Now, two fun things to know about all these problems:

1\. They are, unlike your citation of crappy CAs, _baked in design flaws in
the protocol_. You can evict a CA that misbehaves or isn't careful about
validation. The EFF or ACLU could run a program that would allow people to
subscribe to a trusted subset of CAs. None of that is possible in DNSSEC,
because DNSSEC's problems aren't implementation or deployment problems, but
rather fundamental attributes of the system.

* For all its flaws, DNSSEC _doesn 't actually protect queries from end systems to servers_: it is a server-to-server system that leaves end-user DNS queries unprotected and spoofable.

I don't think this system is something we need "yesterday".

I have a lot of random opinions and thoughts about things, including security
things, that I come to because discussions in places like HN prompt me to
develop those opinions. DNSSEC is not one of those things. I've been following
DNSSEC standardization since... well, since DNSSEC was an effort of TIS Labs,
which was owned by my employer, where I was building DNS security testing
tools. I've particularly followed namedroppers since the early 00's, when the
list drove Daniel Bernstein away from DNS standardization.

------
zdw
DNSSEC basically has all the problems of SSL registrars with almost no user-
facing of the benefits - it's still a centralized system that could be
overridden by a registrar hack or state level strong-arming, and very few end
user systems support actually doing anything when DNSSEC signed records don't
verify.

If you think users are confused by SSL warnings now, how the heck would they
understand similar errors at the DNS resolver level?

Also, there's no-in flight encryption, so it offers no privacy benefit. It
also aggravates DNS amplification attacks.

The better technology to look into if you're concerned about individual user
rights and privacy is DNSCurve: [http://dnscurve.org](http://dnscurve.org)
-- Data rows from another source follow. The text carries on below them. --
PR #222, opened 2022-10-07
Changes to legal docs sections

titlescreen:
- Clear legal documents becomes Clear and sign legal documents
- Add sign and seal actions to Supplemental funding agreement

## Changes

## Checklist

image

localhost_3000_projects_9BAA4077-3CC7-4B34-8E1A-8027F95803A5_tasks_1FA679EF-5746-4209-86C0-792695217D82

### DIFF
--- a/CHANGELOG.md
+++ b/CHANGELOG.md
@@ -14,6 +14,8 @@ The format is based on [Keep a Changelog](https://keepachangelog.com/en/1.0.0/).
 
 ### Changed
 
+- Supplemental funding agreement now has sign and seal actions.
+- Clear legal documents becomes Clear and sign legal documents.
 - Only project level notes are shown on the notes page.
 - The back link destination is the task page for task level notes, or the notes
   page for project level notes.
--- a/app/workflows/lists/conversion/sections/clear-legal-docs.yml
+++ b/app/workflows/lists/conversion/sections/clear-legal-docs.yml
@@ -1,4 +1,4 @@
-title: Clear legal documents
+title: Clear and sign legal documents
 tasks:
   - title: Land questionnaire
     hint: |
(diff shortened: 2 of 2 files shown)


jacksonj04 (changes requested):
I'm happy with these content changes, *but* we've got an unexpected visual change due to how we apply the reduced padding for clear legal documents, and as such I've given this a "request changes" until we figure out the way around it.

### Before

localhost_3000_projects_3F805EC1-E0ED-4A6A-A927-6556F87CD2F4_tasks_3DE5C874-1391-4CD6-9A65-7BA87851AE70

### After

localhost_3000_projects_41E71D1D-4F8E-496C-9E3C-546947AA0FA3_tasks_D72AB6CD-3BE3-47DF-9F08-9A306B902E2B

jacksonj04:
Ways to fix:

- We just update the code so it looks for `Clear and sign legal documents` instead of `Clear legal documents`
- We add a new `reduce_padding: true` parameter to the _task_ which does this layout change instead, which makes it a function of the data rather than the text (and thus more robust). It also means we can apply this reduced padding to a task in any section, rather than every task in the legal documents section.
- We add a new `reduce_padding: true`, `padding: reduced` or similar parameter to the _action_ which applies different padding on an action-by-action basis. This involves adding more configuration to the workflow files, but does mean we can do this reduction of padding more selectively.

My personal preference is the last option and being more explicit action-by-action, but that's because I'm a big fan of making sure things are generalised.

jacksonj04 (approved):

titlescreen:
After a chat we have all decided to do this

We add a new reduce_padding: true, padding: reduced or similar parameter to the action which applies different padding on an action-by-action basis. This involves adding more configuration to the workflow files, but does mean we can do this reduction of padding more selectively.

@SteveMilnes and I will make the other content pages, then the parameter can be added in retroactively.

PR #233, opened 2022-10-10
(565) Projects pagination

jkempster34:
### Add Pagy for pagination
We want to implement pagination using the GOV.UK components library, which is
compatible with Pagy.

This adds and configures Pagy. The default number of items per page is set to
10, and the default size parameter is set to match the Design System
documentation.

### Paginate the projects index page
For now, we send a request to the API for each project on the project index
page. These requests are very slow, resulting in a very, very slow page load time
when there are multiple projects. We want to paginate the projects in order to
reduce the load.

This paginates the projects index page. It also moves the `Add a new project`
button to the top of the page, because it was looking a bit odd next to the
pagination component.

### Fix the total number of projects shown in the heading
We need to update the way we calculate the total number of projects now that we
paginate them (else we are just showing the number of projects per page).

This uses the Pagy `count` method which returns the total number of records.

## Screenshot

image

## Checklist

### DIFF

It's not comparable to DNSSEC other than "It uses crypto with DNS" \- they
have entirely different goals, but the goals it solves are much more relevant
to end users (privacy, forgery, etc.).

Personally, I'd recommend people run both techs, as there's no technical
reason that makes them incompatible.

I have no idea how to solve the UI problems. We've had 15+ years of SSL and
there's been almost no progress on that.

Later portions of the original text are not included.